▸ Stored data
PR #4368, opened 2021-08-12
Improve logging

reneleonhardt:
* BaseConsumer manages the OutputTypes which should be consumed.
* New abstract LogConsumer manages the logger instance and allows disabling at runtime.
* New JavaUtilLogConsumer as alternative to Slf4jLogConsumer.
* Container.hasLogConsumers() and clearLogConsumers() to avoid and remove unwanted loggers.
* GenericContainer.logConsumers is now a Set to prevent duplicate loggers.

Fixed some warnings.

### DIFF
--- a/core/src/main/java/org/testcontainers/containers/Container.java
+++ b/core/src/main/java/org/testcontainers/containers/Container.java
@@ -7,11 +7,12 @@ import lombok.AllArgsConstructor;
 import lombok.NonNull;
 import lombok.Value;
 import org.testcontainers.DockerClientFactory;
-import org.testcontainers.images.ImagePullPolicy;
+import org.testcontainers.containers.output.BaseConsumer;
 import org.testcontainers.containers.output.OutputFrame;
 import org.testcontainers.containers.startupcheck.StartupCheckStrategy;
 import org.testcontainers.containers.traits.LinkableContainer;
 import org.testcontainers.containers.wait.strategy.WaitStrategy;
+import org.testcontainers.images.ImagePullPolicy;
 import org.testcontainers.utility.LogUtils;
 import org.testcontainers.utility.MountableFile;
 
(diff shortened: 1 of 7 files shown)


bsideup:
Hi @reneleonhardt,

There are a lot of unrelated changes (code style, `[list.size()]` instead of `[0]`) - could you please revert them and focus this PR on one change?

You can always follow up with things like `hasLogConsumers` or Set<...> logConsumers`, just not in the same PR, to make it easier to reason about it.

Thanks!

reneleonhardt:
> There are a lot of unrelated changes (code style, `[list.size()]` instead of `[0]`) - could you please revert them and focus this PR on one change?

Just to be sure, do you mean I should remove all fixes for code warnings and make a separate PR for all of them?

> You can always follow up with things like `hasLogConsumers` or Set<...> logConsumers`, just not in the same PR, to make it easier to reason about it.

And then make another PR for things like `hasLogConsumers`, could you specify a list what you think shouldn't be part of this PR?
From my point of view it was part of the solution to the problems I experienced, that's why I included those changes.

bsideup:
@reneleonhardt 

> Just to be sure, do you mean I should remove all fixes for code warnings and make a separate PR for all of them?

Yes, let's not do them as part of this PR, as otherwise they make it much bigger (and harder to review/accept)

> From my point of view it was part of the solution to the problems I experienced, that's why I included those changes.

We _may_ do them in this PR, but then we won't be able to merge it as quickly, as we need to discuss them first and can't accept as is, so I would recommend making the smallest possible change, and follow up with another PR for these.

Thanks!

reneleonhardt:
Ok, I'll try to disect everything.

reneleonhardt:
Do you know why `Execution failed for task ':testcontainers:japicmp'`?
The logs download didn't contain the mentioned `build/reports/japi.html`.

bsideup:
@reneleonhardt it looks like you introduced a binary incompatible change. You can run the same task locally and check the report - it will tell you where.

reneleonhardt:
> @reneleonhardt it looks like you introduced a binary incompatible change. You can run the same task locally and check the report - it will tell you where.

Strange tool, it's doesn't support variadic functions (Java 5), to avoid this "failure" I had to duplicate the constructor now...

bsideup:
@reneleonhardt this has nothing to do with what tool supports, that's how Java and its binary compatibility works :)

reneleonhardt:
Is something missing or can this be merged?

PR #4386, opened 2021-08-20
Shorten fallback to another strategy

pioorg:
It's about two things:

- eliminating the re-try of Docker client strategy if it was chosen based on the configuration and failed with the first try (so no need/point to check that again)
- shortening the "ping" timeout


core/src/main/java/org/testcontainers/dockerclient/DockerClientProviderStrategy.java
```diff
@@ -136,6 +136,7 @@ public static DockerClientProviderStrategy getFirstValidStrategy(List<DockerClie
                                 .peek(strategy -> log.info("Loaded {} from ~/.testcontainers.properties, will try it first", strategy.getClass().getName())),
                         strategies
                                 .stream()
+                                .filter(c -> !c.getClass().getCanonicalName().equals(TestcontainersConfiguration.getInstance().getDockerClientStrategyClassName()))
```
bsideup, line 139:
```suggestion
                                .filter(it -> !it.getClass().getCanonicalName().equals(TestcontainersConfiguration.getInstance().getDockerClientStrategyClassName()))
```

bsideup: Also, please extract `TestcontainersConfiguration.getInstance().getDockerClientStrategyClassName()`

core/src/main/java/org/testcontainers/dockerclient/DockerClientProviderStrategy.java
```diff
@@ -145,7 +146,7 @@ public static DockerClientProviderStrategy getFirstValidStrategy(List<DockerClie
 
                         Info info;
                         try {
-                            info = Unreliables.retryUntilSuccess(30, TimeUnit.SECONDS, () -> {
+                            info = Unreliables.retryUntilSuccess(5, TimeUnit.SECONDS, () -> {
```
artjomka, line 149: nit: maybe it would be worth it to extract that value as configuration property
@bsideup @kiview @rnorth  whats your view on that ?

bsideup: This may not be a bad idea, actually 👍

pioorg: Perhaps, besides making the default timeout much shorter, we could also make it `config`urable (again)? So for people who need different TO (due to whatever reason) the would be an option?

bsideup (approved):

rnorth (approved):

PR #4387, opened 2021-08-20
Allow to disable configuration of `EnvironmentAndSystemPropertyClientProviderStrategy` through Testcontainers

kiview:
#4118 added the ability to configure `EnvironmentAndSystemPropertyClientProviderStrategy` through the Testcontainers configuration mechanism. However, in some advanced use cases, it can be desirable to keep the legacy behavior for configuring Docker host detection only.

This PR allows switching this behavior by configuring `dockerconfig.source` as either `testcontainers` (current behavior) or `docker` (legacy behavior).

In addition, `EnvironmentAndSystemPropertyClientProviderStrategy` is not considered a persistable strategy anymore. In most cases, this should effectively make no difference since it is the strategy with the highest priority of the strategies that are included in Testcontainers.

This high priority strategy property is also the reason, why this PR removes the code introduced by #4175, since it still will be selected by the discovery mechanism.


kiview:
Once the new docker-java version is released, we can change the ENV check to the new getter from https://github.com/docker-java/docker-java/pull/1692.

rnorth:
Shouldn't we add some unit tests for this? Our configuration/environment detection is pretty complex and regressions are especially painful to detect.

kiview:
I was only thinking about `TestcontainersConfigurationTest`, which would not have captured this change, but we can add a test to `EnvironmentAndSystemPropertyClientProviderStrategyTest` (using Mocks), that makes sense 👍

kiview:
@rnorth I added unit tests, that captures the behavior. But TBH, I am not sure if this will save us from regressions since they are extremely whitebox and IMO the regressions are most likely to be introduced through a combination of `EnvironmentAndSystemPropertyClientProviderStrategy`, `TestcontainersConfiguration` and `DockerClientProviderStrategy` in combination with the environment. This is also reflected by the fact that [this unit test](https://github.com/testcontainers/testcontainers-java/pull/4387/files#diff-8ad661cad04282dcd52d00d75622b543bf162f438e02194f4ad72751500a6012L160) (with [this](https://github.com/testcontainers/testcontainers-java/pull/4387/files#diff-8ad661cad04282dcd52d00d75622b543bf162f438e02194f4ad72751500a6012L160) corresponding implementation) was an overspecification that was already effectively enforced through the interaction of those components.

core/src/test/java/org/testcontainers/utility/TestcontainersConfigurationTest.java
```diff
@@ -156,13 +155,6 @@ public void shouldReadDockerClientStrategyFromEnvironment() {
         assertEquals("Docker client strategy is changed by env var", "foo", newConfig().getDockerClientStrategyClassName());
     }
 
-    @Test
-    public void shouldUseImplicitDockerClientStrategyWhenDockerHostPropertyIsSet() {
-        userProperties.remove("docker.client.strategy");
-        userProperties.put("docker.host", "tcp://1.2.3.4:5678");
-        assertEquals("Docker client strategy is implicitly set when docker host property is set", EnvironmentAndSystemPropertyClientProviderStrategy.class.getCanonicalName(), newConfig().getDockerClientStrategyClassName());
-    }
-
```
bsideup, line 165: Aren't we introducing a regression here?

kiview: No.
The problem is, this test is an isolated unit test, looking at `TestcontainerConfiguration` class.

However, this is actually handled in `EnvironmentAndSystemPropertyClientProviderStrategy` and should not introduce a regression. This is correspondingly tested here now:
https://github.com/testcontainers/testcontainers-java/pull/4387/files#diff-4eda76cf7611dd2d1507bb655e7486223e364b121a335bedab32264602b52054R99

rnorth: Yeah IIRC this test was doubly-covering the behaviour that existed before. Maybe we could reinstate the test and check that it passes though?

kiview: But it will not pass like this, since we ripped out the code from `TestcontainersConfiguration`:
https://github.com/testcontainers/testcontainers-java/pull/4387/files#diff-87c8b4b1adf608eaf354a256ad4a5af86049d324cc351c6f6f6b94e96232cbd7L185

However, also some unit tests in `EnvironmentAndSystemPropertyClientProviderStrategyTest` are failing, I need a bit to get my head back into the context, sorry.

kiview: Ok found the reason and basically have the working stubbing. Removing this test is IMO no regression since we have indeed the corresponding new test in `EnvironmentAndSystemPropertyClientProviderStrategyTest`.

Since I needed to stub/fake `DefaultDockerClientConfig.Builder` I added an additional package-private constructor for testing, is this approach ok?

bsideup (approved):
👍

bsideup:
@kiview the code looks good. There are some CI failures tho - PTAL

kiview:
With ❤️ from the Gradle Plugins server 🙄

rnorth (approved):

PR #4396, opened 2021-08-26
Use host port 0 when setting up PortBindings

### LINKED ISSUE #4395: Can't connect to Ryuk when using when running in container and using Docker-Socket-Mounting on Docker Desktop
When running testcontainer based test within another container (vscode devcontainer)

Tests that executed flawlessly on 1.15.3 now fail attempting to start the compose configuration 

java.lang.IllegalStateException: Could not connect to Ryuk at 172.17.0.1:58364
        at org.testcontainers.utility.ResourceReaper.start(ResourceReaper.java:227) ~[testcontainers-1.16.0.jar:?]
        at org.testcontainers.DockerClientFactory.client(DockerClientFactory.java:204) ~[testcontainers-1.16.0.jar:?]
        at org.testcontainers.containers.DockerComposeContainer.<init>(DockerComposeContainer.java:135) ~[testcontainers-1.16.0.jar:?]
        at org.testcontainers.containers.DockerComposeContainer.<init>(DockerComposeContainer.java:119) ~[testcontainers-1.16.0.jar:?]

We did attempt disabling Ryak, but that just results in the same error attempting to connect to the first container.

Docker Desktop 3.6.0
macOS Mojave version 10.14.6
intel mac

rnorth:
Fixes #4395

See also https://github.com/docker/for-mac/issues/5588

### DIFF
--- a/core/src/main/java/org/testcontainers/containers/GenericContainer.java
+++ b/core/src/main/java/org/testcontainers/containers/GenericContainer.java
@@ -753,7 +753,7 @@ public class GenericContainer<SELF extends GenericContainer<SELF>>
         // First collect all the randomized host ports from our 'exposedPorts' field
         for (final Integer tcpPort : exposedPorts) {
             ExposedPort exposedPort = ExposedPort.tcp(tcpPort);
-            allPortBindings.put(exposedPort, new PortBinding(Ports.Binding.empty(), exposedPort));
+            allPortBindings.put(exposedPort, new PortBinding(Ports.Binding.bindPort(0), exposedPort));
         }
         // Next collect all the fixed host ports from our 'portBindings' field, overwriting any randomized ports so that
         // we don't create two bindings for the same container port.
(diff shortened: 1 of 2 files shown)


bsideup:
@rnorth Have you heard anything from the Docker team on this one? I am seriously worried thwt this may break unexpectedly...

rnorth:
@bsideup not yet.

rnorth:
I'm going to move this back to draft as we still don't have a clear steer on whether this is safer. We're still broken in some local DinD use cases, which is a bad thing, and I'm wondering if there's another way to tackle this (e.g. an opt-in configuration setting that applies this workaround).

kiview:
I would say, this fix does not make it worse. Instead of increasing our own complexity, I'd opt for implementing it in a straightforward way and be prepared to revert this in the future in case Docker would break compatibility. But I would not design directly for this eventuality. 

We had to deal with certain breaking changes in Docker, especially in their desktop distributions, in the past already and it will happen again in the future, but this should not paralyze us or make us overly defensive.

smurfy:
Any update on this? Still failing for me on mac with docker desktop 4.7.1 (77678)

Tried testcontainers 1.16.3 and 1.17.1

▸ WORK INSTRUCTION
Lines from the one containing "our 'exposedPorts' field" through the final line of the entries above are to be output exactly; omit all others.

▸ TASK ANSWER
         // First collect all the randomized host ports from our 'exposedPorts' field
         for (final Integer tcpPort : exposedPorts) {
             ExposedPort exposedPort = ExposedPort.tcp(tcpPort);
-            allPortBindings.put(exposedPort, new PortBinding(Ports.Binding.empty(), exposedPort));
+            allPortBindings.put(exposedPort, new PortBinding(Ports.Binding.bindPort(0), exposedPort));
         }
         // Next collect all the fixed host ports from our 'portBindings' field, overwriting any randomized ports so that
         // we don't create two bindings for the same container port.
(diff shortened: 1 of 2 files shown)


bsideup:
@rnorth Have you heard anything from the Docker team on this one? I am seriously worried thwt this may break unexpectedly...

rnorth:
@bsideup not yet.

rnorth:
I'm going to move this back to draft as we still don't have a clear steer on whether this is safer. We're still broken in some local DinD use cases, which is a bad thing, and I'm wondering if there's another way to tackle this (e.g. an opt-in configuration setting that applies this workaround).

kiview:
I would say, this fix does not make it worse. Instead of increasing our own complexity, I'd opt for implementing it in a straightforward way and be prepared to revert this in the future in case Docker would break compatibility. But I would not design directly for this eventuality. 

We had to deal with certain breaking changes in Docker, especially in their desktop distributions, in the past already and it will happen again in the future, but this should not paralyze us or make us overly defensive.

smurfy:
Any update on this? Still failing for me on mac with docker desktop 4.7.1 (77678)

Tried testcontainers 1.16.3 and 1.17.1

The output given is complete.